FG syndrome

Overview

FG syndrome, also known as Opitz-Kaveggia syndrome, is a rare genetic disorder that primarily affects males and is characterized by intellectual disability, low muscle tone (hypotonia), distinctive facial features, and abnormalities of the central nervous system. The syndrome can also include behavioral issues, gastrointestinal problems such as constipation, and a high-arched palate. The term “FG” comes from the initials of the surnames of the first documented families affected by the condition.

Causes

FG syndrome is most commonly caused by mutations in the MED12 gene located on the X chromosome (Xq13). This gene is involved in regulating gene expression during development, particularly in the brain. Because the condition is inherited in an X-linked recessive manner, it primarily affects males, while females are typically carriers with milder or no symptoms. Rarely, mutations in other genes such as FLNA or PHF6 may also be associated with FG-like phenotypes.

Symptoms

The presentation of FG syndrome can vary, but common signs and symptoms include:

Neurological and Developmental

• Intellectual disability (mild to severe)

• Delayed developmental milestones

• Hypotonia in infancy

• Hydrocephalus or enlarged ventricles in some cases

Behavioral Features

• Hyperactivity

• Social and friendly personality

• Short attention span and impulsivity

Facial and Physical Characteristics

• Long narrow face with a prominent forehead

• Wide-set eyes (hypertelorism)

• Small, simple ears

• Downturned mouth or thin upper lip

• High-arched or cleft palate

Other Possible Features

• Constipation and other gastrointestinal issues

• Cardiac anomalies

• Genitourinary abnormalities (e.g., undescended testes)

• Seizures in some cases

Diagnosis

Diagnosis of FG syndrome is based on clinical evaluation, family history, and confirmatory genetic testing.
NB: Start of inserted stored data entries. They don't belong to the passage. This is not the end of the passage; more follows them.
PR #222, opened 2020-08-25
Updating `MapK` to have `Option` alternatives

tapegram:
Update a few functions that use Option to use nullables instead.
Deprecate two functions and provide alternatives.

### DIFF
--- a/arrow-core-data/src/main/kotlin/arrow/core/MapK.kt
+++ b/arrow-core-data/src/main/kotlin/arrow/core/MapK.kt
@@ -97,7 +97,6 @@ fun <K, A> Pair<K, A>?.asIterable(): Iterable<Pair<K, A>> =
     else -> listOf(this)
   }
 
-
 fun <K, A, B> Map<K, A>.foldRight(b: Map<K, B>, f: (Map.Entry<K, A>, Map<K, B>) -> Map<K, B>): Map<K, B> =
   this.entries.reversed().k().foldLeft(b) { x, y: Map.Entry<K, A> -> f(y, x) }
 
--- a/arrow-core-data/src/main/kotlin/arrow/core/MapK.kt
+++ b/arrow-core-data/src/main/kotlin/arrow/core/MapK.kt
@@ -65,15 +65,12 @@ data class MapK<K, out A>(private val map: Map<K, A>) : MapKOf<K, A>, Map<K, A> 
 
 fun <K, A> Map<K, A>.k(): MapK<K, A> = MapK(this)
 
-@Deprecated("Deprecated, use nullable instead", ReplaceWith("Tuple2<k, A>?.k()"))
+@Deprecated("Deprecated, use nullable instead", ReplaceWith("Tuple2<K, A>>?.let { ... }"))
 fun <K, A> Option<Tuple2<K, A>>.k(): MapK<K, A> =
   when (this) {
     is Some -> mapOf(this.t).k()
     is None -> emptyMap<K, A>().k()
   }
-
-fun <K, A> Tuple2<K, A>?.k(): MapK<K, A> =
-  this?.let { mapOf(this).k() } ?: emptyMap<K, A>().k()
 
 fun <K, V, G> MapKOf<K, Kind<G, V>>.sequence(GA: Applicative<G>): Kind<G, MapK<K, V>> =
   fix().traverse(GA, ::identity)
@@ -91,7 +88,7 @@ fun <K, A, B> Map<K, A>.foldLeft(b: Map<K, B>, f: (Map<K, B>, Map.Entry<K, A>) -
   return result
 }
 
-fun <K, A> Pair<K, A>?.asIterable(): Iterable<Pair<K, A>> =
+internal fun <K, A> Pair<K, A>?.asIterable(): Iterable<Pair<K, A>> =
   when (this) {
     null -> emptyList()
     else -> listOf(this)
--- a/arrow-core-data/src/main/kotlin/arrow/core/MapK.kt
+++ b/arrow-core-data/src/main/kotlin/arrow/core/MapK.kt
@@ -65,6 +65,7 @@ data class MapK<K, out A>(private val map: Map<K, A>) : MapKOf<K, A>, Map<K, A> 
 
 fun <K, A> Map<K, A>.k(): MapK<K, A> = MapK(this)
 
+@Deprecated("Deprecated, use nullable instead", ReplaceWith("Tuple2<k, A>?.k()"))
 fun <K, A> Option<Tuple2<K, A>>.k(): MapK<K, A> =
   when (this) {
     is Some -> mapOf(this.t).k()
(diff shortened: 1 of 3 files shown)


arrow-core-data/src/main/kotlin/arrow/core/MapK.kt
```diff
@@ -13,7 +13,7 @@ data class MapK<K, out A>(private val map: Map<K, A>) : MapKOf<K, A>, Map<K, A>
   fun <B, Z> map2(fb: MapK<K, B>, f: (A, B) -> Z): MapK<K, Z> =
     if (fb.isEmpty()) emptyMap<K, Z>().k()
     else this.map.flatMap { (k, a) ->
-      fb.getOption(k).map { Tuple2(k, f(a, it)) }.k().asIterable()
+      fb[k]?.let { Tuple2(k, f(a, it)) }.k().asIterable()
```
nomisRev, line 16: Do we need the conversion to `KList` with `k()` in between?

nomisRev (approved):
Awesome! Thanks @tapegram.
Small nit, I think we can remove some allocations :)

nomisRev (approved):
Thanks @tapegram! This will safe us some allocations in the implementations 🎉 

Seems you still need to run `ktlintFormat`, I tried to do it for you but couldn't push to this branch.

arrow-core-data/src/main/kotlin/arrow/core/MapK.kt
```diff
@@ -13,8 +13,8 @@ data class MapK<K, out A>(private val map: Map<K, A>) : MapKOf<K, A>, Map<K, A>
   fun <B, Z> map2(fb: MapK<K, B>, f: (A, B) -> Z): MapK<K, Z> =
     if (fb.isEmpty()) emptyMap<K, Z>().k()
     else this.map.flatMap { (k, a) ->
-      fb.getOption(k).map { Tuple2(k, f(a, it)) }.k().asIterable()
-    }.k()
+      fb[k]?.let { Pair(k, f(a, it)) }.asIterable()
```
aballano, line 16: nit: not a must, but I'd keep the Tuple2 here and below if possible for consistency

```suggestion
      fb[k]?.let { Tuple2(k, f(a, it)) }.asIterable()
```

arrow-core-data/src/main/kotlin/arrow/core/MapK.kt
```diff
@@ -25,14 +25,14 @@ data class MapK<K, out A>(private val map: Map<K, A>) : MapKOf<K, A>, Map<K, A>
 
   fun <B, Z> ap2(f: MapK<K, (A, B) -> Z>, fb: MapK<K, B>): Map<K, Z> =
     f.map.flatMap { (k, f) ->
-      this.flatMap { a -> fb.flatMap { b -> mapOf(Tuple2(k, f(a, b))).k() } }
-        .getOption(k).map { Tuple2(k, it) }.k().asIterable()
-    }.k()
+      this.flatMap { a -> fb.flatMap { b -> mapOf(Tuple2(k, f(a, b))).k() } }[k]
+        ?.let { Pair(k, it) }.asIterable()
```
aballano, line 29:
```suggestion
        ?.let { Tuple2(k, it) }.asIterable()
```

arrow-core-data/src/main/kotlin/arrow/core/MapK.kt
```diff
@@ -25,14 +25,14 @@ data class MapK<K, out A>(private val map: Map<K, A>) : MapKOf<K, A>, Map<K, A>
...
+    }.toMap().k()
 
   fun <B> flatMap(f: (A) -> MapK<K, B>): MapK<K, B> =
     this.map.flatMap { (k, v) ->
-      f(v).getOption(k).map { Tuple2(k, it) }.k().asIterable()
-    }.k()
+      f(v)[k]?.let { Pair(k, it) }.asIterable()
```
aballano, line 34:
```suggestion
      f(v)[k]?.let { Tuple2(k, it) }.asIterable()
```

arrow-core-data/src/main/kotlin/arrow/core/MapK.kt
```diff
@@ -86,6 +91,12 @@ fun <K, A, B> Map<K, A>.foldLeft(b: Map<K, B>, f: (Map<K, B>, Map.Entry<K, A>) -
   return result
 }
 
+fun <K, A> Pair<K, A>?.asIterable(): Iterable<Pair<K, A>> =
```
aballano, line 94:
```suggestion
fun <K, A> Tuple2<K, A>?.asIterable(): Iterable<Tuple2<K, A>> =
```

aballano (approved):
Neat 👌

arrow-core-data/src/main/kotlin/arrow/core/MapK.kt
```diff
@@ -65,17 +65,22 @@ data class MapK<K, out A>(private val map: Map<K, A>) : MapKOf<K, A>, Map<K, A>
...
+@Deprecated("Deprecated, use nullable instead", ReplaceWith("Tuple2<k, A>?.k()"))
 fun <K, A> Option<Tuple2<K, A>>.k(): MapK<K, A> =
   when (this) {
     is Some -> mapOf(this.t).k()
     is None -> emptyMap<K, A>().k()
   }
 
+fun <K, A> Tuple2<K, A>?.k(): MapK<K, A> =
+  this?.let { mapOf(this).k() } ?: emptyMap<K, A>().k()
+
```
aballano, line 77: I believe this is not used, is it?

```suggestion
```

arrow-core-data/src/main/kotlin/arrow/core/MapK.kt
tapegram: @nomisRev suggested we switch to pair for this one. The impression I got is that Pair is slightly more efficient than Tuple2 in this case.

arrow-core-data/src/main/kotlin/arrow/core/MapK.kt
tapegram: Copying message from other comment: @nomisRev suggested we switch to pair for this one. The impression I got is that Pair is slightly more efficient than Tuple2 in this case.

arrow-core-data/src/main/kotlin/arrow/core/MapK.kt
tapegram: It's a replacement for `Option<Tuple2<K, A>>.k()` above.

arrow-core-data/src/main/kotlin/arrow/core/MapK.kt
nomisRev: Using `Pair` allows using Kotlin's standard library functions which we'd otherwise still have to provide. I thought we'd prefer Kotlin Std.

arrow-core-data/src/main/kotlin/arrow/core/MapK.kt
aballano: I see, but I doubt this function should be exposed to the public (unless @nomisRev thinks otherwise) because it makes no sense name-wise and it should be internal. Now being internal, if we don't use it, then it can be completely removed I believe

arrow-core-data/src/main/kotlin/arrow/core/MapK.kt
aballano, line 94: This should be internal as well I believe

arrow-core-data/src/main/kotlin/arrow/core/MapK.kt
tapegram: ah you are right, I will update it to have a better name and probably to be private.

arrow-core/src/main/kotlin/arrow/core/extensions/mapk.kt
```diff
@@ -42,7 +42,6 @@ import arrow.typeclasses.Traverse
 import arrow.typeclasses.Zip
 import arrow.typeclasses.Unalign
 import arrow.typeclasses.Unzip
-import arrow.typeclasses.hashWithSalt
```
tapegram, line 45: Think this got picked up as unused by ktlintformat

aballano (approved):
Good job @tapegram, thank you!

Key steps include:

• Clinical assessment: Identification of characteristic physical, developmental, and behavioral features.
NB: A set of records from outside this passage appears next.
PR #224, opened 2020-08-25
Configuration: remove transitive dependency and update configurations

rachelcarmena:
This dependency is been added to all the Arrow Core modules except `arrow-meta`:

```
    <dependency>
      <groupId>org.codehaus.mojo</groupId>
      <artifactId>animal-sniffer-annotations</artifactId>
      <version>1.19</version>
      <scope>runtime</scope>
    </dependency>
```

This PR removes that transitive dependency and updates the configuration for dependencies because of https://github.com/arrow-kt/arrow/pull/2206


arrow-meta/build.gradle
```diff
@@ -10,28 +10,28 @@ apply from: "$SUB_PROJECT"
 apply from: "$DOC_CREATION"
 
 dependencies {
-    compile "org.jetbrains.kotlin:kotlin-stdlib-jdk8:$KOTLIN_VERSION"
-    compile project(':arrow-annotations')
-    compile "me.eugeniomarletti.kotlin.metadata:kotlin-metadata:$KOTLIN_METADATA_VERSION"
-    compile("com.squareup:kotlinpoet:$KOTLIN_POET_VERSION") {
+    api "org.jetbrains.kotlin:kotlin-stdlib-jdk8:$KOTLIN_VERSION"
```
aballano, line 13: I'm not sure this should be exposed as it imposes a specific version + jdk to other places, for example in our own repo we have jdk7, jdk8 and maybe some plain jdk declarations that would be duplicated

```suggestion
    implementation "org.jetbrains.kotlin:kotlin-stdlib-jdk8:$KOTLIN_VERSION"
```

arrow-meta/build.gradle
```diff
@@ -10,28 +10,28 @@ apply from: "$SUB_PROJECT"
...
+    api project(':arrow-annotations')
+    api "me.eugeniomarletti.kotlin.metadata:kotlin-metadata:$KOTLIN_METADATA_VERSION"
+    api("com.squareup:kotlinpoet:$KOTLIN_POET_VERSION") {
```
aballano, line 16: Those should stay within arrow-meta only AFAIK

```suggestion
    implementation "me.eugeniomarletti.kotlin.metadata:kotlin-metadata:$KOTLIN_METADATA_VERSION"
    implementation("com.squareup:kotlinpoet:$KOTLIN_POET_VERSION") {
```

arrow-meta/build.gradle
```diff
@@ -10,28 +10,28 @@ apply from: "$SUB_PROJECT"
...
         exclude group: 'org.jetbrains.kotlin', module: 'kotlin-reflect'
     }
-    compile "org.jetbrains.kotlin:kotlin-reflect:$KOTLIN_VERSION"
+    api "org.jetbrains.kotlin:kotlin-reflect:$KOTLIN_VERSION"
```
aballano, line 19: Same

```suggestion
    implementation "org.jetbrains.kotlin:kotlin-reflect:$KOTLIN_VERSION"
```

arrow-core/build.gradle
```diff
@@ -8,13 +8,13 @@ apply from: "$SUB_PROJECT"
 apply from: "$DOC_CREATION"
 
 dependencies {
-    compile "org.jetbrains.kotlin:kotlin-stdlib-jdk7:$KOTLIN_VERSION"
-    compile project(":arrow-annotations")
-    compile project(":arrow-core-data")
+    api "org.jetbrains.kotlin:kotlin-stdlib-jdk7:$KOTLIN_VERSION"
```
aballano, line 11:
```suggestion
    implementation "org.jetbrains.kotlin:kotlin-stdlib-jdk7:$KOTLIN_VERSION"
```

arrow-core/build.gradle
```diff
@@ -8,13 +8,13 @@ apply from: "$SUB_PROJECT"
...
+    api project(":arrow-annotations")
```
aballano, line 12: I believe it should suffice by exposing this from arrow-meta only as it's the module taking care of them + doing annotation processing

arrow-core/build.gradle
```diff
@@ -8,13 +8,13 @@ apply from: "$SUB_PROJECT"
...
+    api project(":arrow-core-data")
```
aballano, line 13: This might come handy to save the users from self-importing this themselves, although I'm wondering if [this guide in the arrow readme](https://github.com/arrow-kt/arrow/blame/master/README.md#L105) was then accurate to the previous state 🤔  

I think we should check that document and validate if it's correct (for example arrow-optics doesn't seem to expose core, yet core doesn't appear in the readme for  optics)

arrow-core-test/build.gradle
```diff
@@ -7,11 +7,11 @@ plugins {
...
 
 dependencies {
-    compile project(":arrow-core")
-    compile project(":arrow-core-data")
-    compile "org.jetbrains.kotlin:kotlin-stdlib-jdk7:$KOTLIN_VERSION"
-    compile "org.jetbrains.kotlinx:kotlinx-coroutines-core:$KOTLINX_COROUTINES_VERSION"
-    compile "io.kotlintest:kotlintest-runner-junit5:$KOTLIN_TEST_VERSION", excludeArrow
-    testRuntime "org.junit.vintage:junit-vintage-engine:$JUNIT_VINTAGE_VERSION"
+    api project(":arrow-core")
+    api project(":arrow-core-data")
```
aballano, line 11: I don't think we need to expose those really

```suggestion
    implementation project(":arrow-core")
    implementation project(":arrow-core-data")
```

arrow-core-test/build.gradle
```diff
@@ -7,11 +7,11 @@ plugins {
...
+    api "org.jetbrains.kotlin:kotlin-stdlib-jdk7:$KOTLIN_VERSION"
```
aballano, line 12:
```suggestion
    implementation "org.jetbrains.kotlin:kotlin-stdlib-jdk7:$KOTLIN_VERSION"
```

arrow-core-test/build.gradle
```diff
@@ -7,11 +7,11 @@ plugins {
...
+    api "org.jetbrains.kotlinx:kotlinx-coroutines-core:$KOTLINX_COROUTINES_VERSION"
+    api "io.kotlintest:kotlintest-runner-junit5:$KOTLIN_TEST_VERSION", excludeArrow
```
aballano, line 14: I think those 2 are fine to be exported since they're only test-visible, although we should check out any lib importing core-test to potentially remove the dependency from there

arrow-core-retrofit/build.gradle
```diff
@@ -7,12 +7,12 @@ apply from: "$SUB_PROJECT"
...
-    compile "org.jetbrains.kotlin:kotlin-stdlib-jdk7:$KOTLIN_VERSION"
-    compile "com.squareup.retrofit2:retrofit:$RETROFIT_VERSION"
-    testCompile project(":arrow-core-test")
-    testRuntime "org.junit.vintage:junit-vintage-engine:$JUNIT_VINTAGE_VERSION"
-    testCompile "io.kotlintest:kotlintest-runner-junit5:$KOTLIN_TEST_VERSION", excludeArrow
-    testCompile "com.squareup.retrofit2:converter-gson:$RETROFIT_VERSION"
-    testCompile "com.squareup.okhttp3:mockwebserver:$MOCKWEBSERVER_VERSION"
+    api project(":arrow-core-data")
+    api "org.jetbrains.kotlin:kotlin-stdlib-jdk7:$KOTLIN_VERSION"
+    api "com.squareup.retrofit2:retrofit:$RETROFIT_VERSION"
```
aballano, line 12: core-data should be included in core already; regarding retrofit, it's similar as for the kotlin-stdlib, I don't think we should impose a specific version to the users

```suggestion
    implementation project(":arrow-core-data")
    implementation "org.jetbrains.kotlin:kotlin-stdlib-jdk7:$KOTLIN_VERSION"
    implementation "com.squareup.retrofit2:retrofit:$RETROFIT_VERSION"
```

arrow-core-data/build.gradle
```diff
@@ -10,15 +10,15 @@ apply from: "$SUB_PROJECT"
 apply from: "$DOC_CREATION"
 
 dependencies {
-    compile "org.jetbrains.kotlin:kotlin-stdlib-jdk7:$KOTLIN_VERSION"
-    compile project(":arrow-annotations")
+    api "org.jetbrains.kotlin:kotlin-stdlib-jdk7:$KOTLIN_VERSION"
+    api project(":arrow-annotations")
```
aballano, line 14:
```suggestion
    implementation "org.jetbrains.kotlin:kotlin-stdlib-jdk7:$KOTLIN_VERSION"
    implementation project(":arrow-annotations")
```

arrow-annotations/build.gradle
```diff
@@ -7,6 +7,6 @@ apply from: "$SUB_PROJECT"
 apply from: "$DOC_CREATION"
 
 dependencies {
-    compile "org.jetbrains.kotlin:kotlin-stdlib:$KOTLIN_VERSION"
-    compile "io.kindedj:kindedj:$KINDEDJ_VERSION"
+    api "org.jetbrains.kotlin:kotlin-stdlib:$KOTLIN_VERSION"
+    api "io.kindedj:kindedj:$KINDEDJ_VERSION"
```
aballano, line 11:
```suggestion
    implementation "org.jetbrains.kotlin:kotlin-stdlib:$KOTLIN_VERSION"
    implementation "io.kindedj:kindedj:$KINDEDJ_VERSION"
```

aballano (approved):
Looking good! I think there's some cleanup we might be able to do after this to remove duplicated implementations from other modules 👌

arrow-meta/build.gradle
rachelcarmena: I guess they are necessary to use `arrow-meta`

rachelcarmena:
Thanks for the review @aballano I couldn't apply all the suggestions because those changes imply updating the dependencies. Let's take a look at https://github.com/arrow-kt/arrow/issues/2207

rachelcarmena:
@aballano final result of the differences with this PR. These dependencies aren't exported to consumers now:

**arrow-core-retrofit:**

* arrow-core-data
* kotlin-stdlib-jdk7
* animal-sniffer-annotations
* com.squareup.retrofit2

**arrow-annotations:**

* animal-sniffer-annotations

**arrow-core:**

* kotlin-stdlib-jdk7
* arrow-annotations
* animal-sniffer-annotations 

**arrow-core-data:**

* kotlin-stdlib-jdk7
* animal-sniffer-annotations

**arrow-core-test:**

* kotlin-stdlib-jdk7
* animal-sniffer-annotations

**arrow-meta:**

* kotlin-stdlib-jdk7

**arrow-syntax:**

* kotlin-stdlib-jdk7
* animal-sniffer-annotations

• Genetic testing: Detection of a mutation in the MED12 gene confirms the diagnosis.

• Imaging studies: Brain MRI may show structural abnormalities such as agenesis of the corpus callosum or ventriculomegaly.

• Family history: Evaluation of potential carrier status in mothers and identification of other affected relatives.

Treatment

There is no cure for FG syndrome, so treatment is supportive and based on the individual's specific needs. A multidisciplinary approach is often required and may include:

• Early intervention programs: Physical, occupational, and speech therapy to address developmental delays.

• Educational support: Special education tailored to the child’s learning abilities.

• Behavioral therapy: To manage hyperactivity, attention difficulties, and impulsive behavior.

• Medical management: Treatment for constipation, seizures, cardiac defects, or other associated health issues.

• Genetic counseling: For families to understand the inheritance pattern and recurrence risk in future pregnancies.

Prognosis

The prognosis for individuals with FG syndrome varies depending on the severity of symptoms and associated medical conditions. Many affected individuals can lead fulfilling lives with appropriate support and therapies. Cognitive and behavioral challenges may persist throughout life, but early intervention can significantly improve outcomes. With proper medical care and educational support, many individuals achieve a degree of independence in adulthood.